Please print the data again exactly as given.

•••••

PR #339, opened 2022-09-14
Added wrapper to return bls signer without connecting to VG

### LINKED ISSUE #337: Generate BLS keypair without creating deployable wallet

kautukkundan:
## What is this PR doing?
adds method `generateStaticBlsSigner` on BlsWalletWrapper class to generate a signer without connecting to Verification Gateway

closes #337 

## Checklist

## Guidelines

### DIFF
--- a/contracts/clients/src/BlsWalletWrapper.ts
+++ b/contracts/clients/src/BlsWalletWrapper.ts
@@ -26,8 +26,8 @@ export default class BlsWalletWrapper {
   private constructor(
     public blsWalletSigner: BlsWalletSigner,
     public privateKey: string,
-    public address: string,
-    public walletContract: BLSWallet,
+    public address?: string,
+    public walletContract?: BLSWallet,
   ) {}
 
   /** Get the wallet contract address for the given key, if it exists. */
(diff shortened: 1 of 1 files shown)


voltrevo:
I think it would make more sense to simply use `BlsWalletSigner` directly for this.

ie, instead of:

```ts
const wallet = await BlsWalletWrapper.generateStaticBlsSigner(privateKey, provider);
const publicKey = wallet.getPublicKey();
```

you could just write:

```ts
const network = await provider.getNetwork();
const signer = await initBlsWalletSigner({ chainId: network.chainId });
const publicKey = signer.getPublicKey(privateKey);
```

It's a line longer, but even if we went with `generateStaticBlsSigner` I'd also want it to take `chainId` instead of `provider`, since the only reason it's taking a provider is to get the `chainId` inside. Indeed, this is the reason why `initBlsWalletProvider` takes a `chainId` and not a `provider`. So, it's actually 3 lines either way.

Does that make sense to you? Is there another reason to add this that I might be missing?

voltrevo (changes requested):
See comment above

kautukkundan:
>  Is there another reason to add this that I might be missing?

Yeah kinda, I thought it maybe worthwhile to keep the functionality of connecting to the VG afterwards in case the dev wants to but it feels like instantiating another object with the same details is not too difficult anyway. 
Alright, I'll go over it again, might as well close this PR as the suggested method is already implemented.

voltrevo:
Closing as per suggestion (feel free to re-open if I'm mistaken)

•••••

Result >>
PR #339, opened 2022-09-14
Added wrapper to return bls signer without connecting to VG

### LINKED ISSUE #337: Generate BLS keypair without creating deployable wallet

kautukkundan:
## What is this PR doing?
adds method `generateStaticBlsSigner` on BlsWalletWrapper class to generate a signer without connecting to Verification Gateway

closes #337 

## Checklist

## Guidelines

### DIFF
--- a/contracts/clients/src/BlsWalletWrapper.ts
+++ b/contracts/clients/src/BlsWalletWrapper.ts
@@ -26,8 +26,8 @@ export default class BlsWalletWrapper {
   private constructor(
     public blsWalletSigner: BlsWalletSigner,
     public privateKey: string,
-    public address: string,
-    public walletContract: BLSWallet,
+    public address?: string,
+    public walletContract?: BLSWallet,
   ) {}
 
   /** Get the wallet contract address for the given key, if it exists. */
(diff shortened: 1 of 1 files shown)


voltrevo:
I think it would make more sense to simply use `BlsWalletSigner` directly for this.

ie, instead of:

```ts
const wallet = await BlsWalletWrapper.generateStaticBlsSigner(privateKey, provider);
const publicKey = wallet.getPublicKey();
```

you could just write:

```ts
const network = await provider.getNetwork();
const signer = await initBlsWalletSigner({ chainId: network.chainId });
const publicKey = signer.getPublicKey(privateKey);
```

It's a line longer, but even if we went with `generateStaticBlsSigner` I'd also want it to take `chainId` instead of `provider`, since the only reason it's taking a provider is to get the `chainId` inside. Indeed, this is the reason why `initBlsWalletProvider` takes a `chainId` and not a `provider`. So, it's actually 3 lines either way.

Does that make sense to you? Is there another reason to add this that I might be missing?

voltrevo (changes requested):
See comment above

kautukkundan:
>  Is there another reason to add this that I might be missing?

Yeah kinda, I thought it maybe worthwhile to keep the functionality of connecting to the VG afterwards in case the dev wants to but it feels like instantiating another object with the same details is not too difficult anyway. 
Alright, I'll go over it again, might as well close this PR as the suggested method is already implemented.

voltrevo:
Closing as per suggestion (feel free to re-open if I'm mistaken)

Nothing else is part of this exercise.